* **WHAT TO DO**: Lines before the one containing "Thanks! I didn't" in the records below are to be left out; that line and all after it, through the end, are to be retyped exactly.

:::::

PR #2627, opened 2022-02-17
Update tests to match analyzer behavior around intrinsics

vitek-karas:
Analyzer intentionally "ignores" intrinsics which linker recognizes, but analyzer doesn't yet. Meaning it will not produce any warnings due to them.

Some tests didn't reflect this change correctly.


tlakollo (approved):
Thanks! I didn't realize these warnings were not even produced anymore. Definitely, allowMissingWarnings has some caveats.

jtschuster (approved):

:::::

* **SOLUTION BELOW**:
Thanks! I didn't realize these warnings were not even produced anymore. Definitely, allowMissingWarnings has some caveats.

jtschuster (approved):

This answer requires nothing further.